> _EXERCISE DETAILS_:
Transcribe word for word the lines spanning the line with "I found out" through the end of the records.

BEGIN SOURCE DATA

PR #1790, opened 2023-07-28
Use sleuth.db location from the case (#1782)

### LINKED ISSUE #1782: Error opening items inside an E01 from an unmounted READ ONLY Windows network share
It seems that #1407 didn't fully solve #1336 when the network share is **read only** (which is the usual case here).
This was reported to me by a user.
I thought I tested this situation (read only) when implementing #1407, but it is not working anymore.
I will investigate it in more detail, but I was able to reproduce it today using 4.1.3 and 4.0.7 in a small test case with an E01 image.
It looks like the issue is related to TSK, as it doesn't happen with other evidence types (folders, UFDRs etc).
If the case is in a writeable network share or it is mapped to a letter (i.e. instead of opening from \\\\server\folder, use X:\mapfolder), then it works fine.

tc-wleite:
Fix #1782.


lfcnassif (approved):
Thank you @tc-wleite!

PR #1792, opened 2023-07-29
Ignore folders and items with different names in WAL search (#1791)

### LINKED ISSUE #1791: WhatsApp parser may lose recent messages
While working in a real case, I found important WhatsApp messages extracted from UFDR that were visible in Physical Analyzer but were not included in IPED's chat HTML. They were the most recent messages present on the device.
 
This is another tricky issue... 
I found out that the messages came from the WAL (write-ahead log) that sometimes is present together (same folder and name, with suffix "-wal") with WhatsApp SQLite database. 
IPED missed the WAL file, while PA handled it, although IPED's WA parser (and SQLite parsers in general) handles WAL files.
The issue was caused by the incorrect identification of the WAL file.
In this particular case, an image was embedded in the WAL file, which created two items (a folder and the image itself) with the names also found by the query that searches for the WAL file with the same path, as shown in the following image:
image
The parser found that the folder was the WAL file, missing the information contained in the actual WAL file. 

I believe this issue is not very common, however it may happen not only with WhatsApp parser but any SQLite parser.
I will submit a PR making the search for the matching WAL a bit more robust.

EDIT: This issue may also affect SQLite journal files, which use the same search code.

tc-wleite:
Fix #1791.

### DIFF
--- a/iped-parsers/iped-parsers-impl/src/main/java/iped/parsers/sqlite/SQLite3DBParser.java
+++ b/iped-parsers/iped-parsers-impl/src/main/java/iped/parsers/sqlite/SQLite3DBParser.java
@@ -136,33 +136,35 @@ public class SQLite3DBParser extends AbstractDBParser {
             IItemReader parsingItem = context.get(IItemReader.class);
             if (parsingItem != null) {
                 String parsingFilePath = parsingItem.getPath();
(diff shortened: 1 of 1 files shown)


lfcnassif (approved):
Thank you @tc-wleite!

END SOURCE DATA

> _WRITTEN REPLY_:
I found out that the messages came from the WAL (write-ahead log) that sometimes is present together (same folder and name, with suffix "-wal") with WhatsApp SQLite database. 
IPED missed the WAL file, while PA handled it, although IPED's WA parser (and SQLite parsers in general) handles WAL files.
The issue was caused by the incorrect identification of the WAL file.
In this particular case, an image was embedded in the WAL file, which created two items (a folder and the image itself) with the names also found by the query that searches for the WAL file with the same path, as shown in the following image:
image
The parser found that the folder was the WAL file, missing the information contained in the actual WAL file. 

I believe this issue is not very common, however it may happen not only with WhatsApp parser but any SQLite parser.
I will submit a PR making the search for the matching WAL a bit more robust.

EDIT: This issue may also affect SQLite journal files, which use the same search code.

tc-wleite:
Fix #1791.

### DIFF
--- a/iped-parsers/iped-parsers-impl/src/main/java/iped/parsers/sqlite/SQLite3DBParser.java
+++ b/iped-parsers/iped-parsers-impl/src/main/java/iped/parsers/sqlite/SQLite3DBParser.java
@@ -136,33 +136,35 @@ public class SQLite3DBParser extends AbstractDBParser {
             IItemReader parsingItem = context.get(IItemReader.class);
             if (parsingItem != null) {
                 String parsingFilePath = parsingItem.getPath();
(diff shortened: 1 of 1 files shown)


lfcnassif (approved):
Thank you @tc-wleite!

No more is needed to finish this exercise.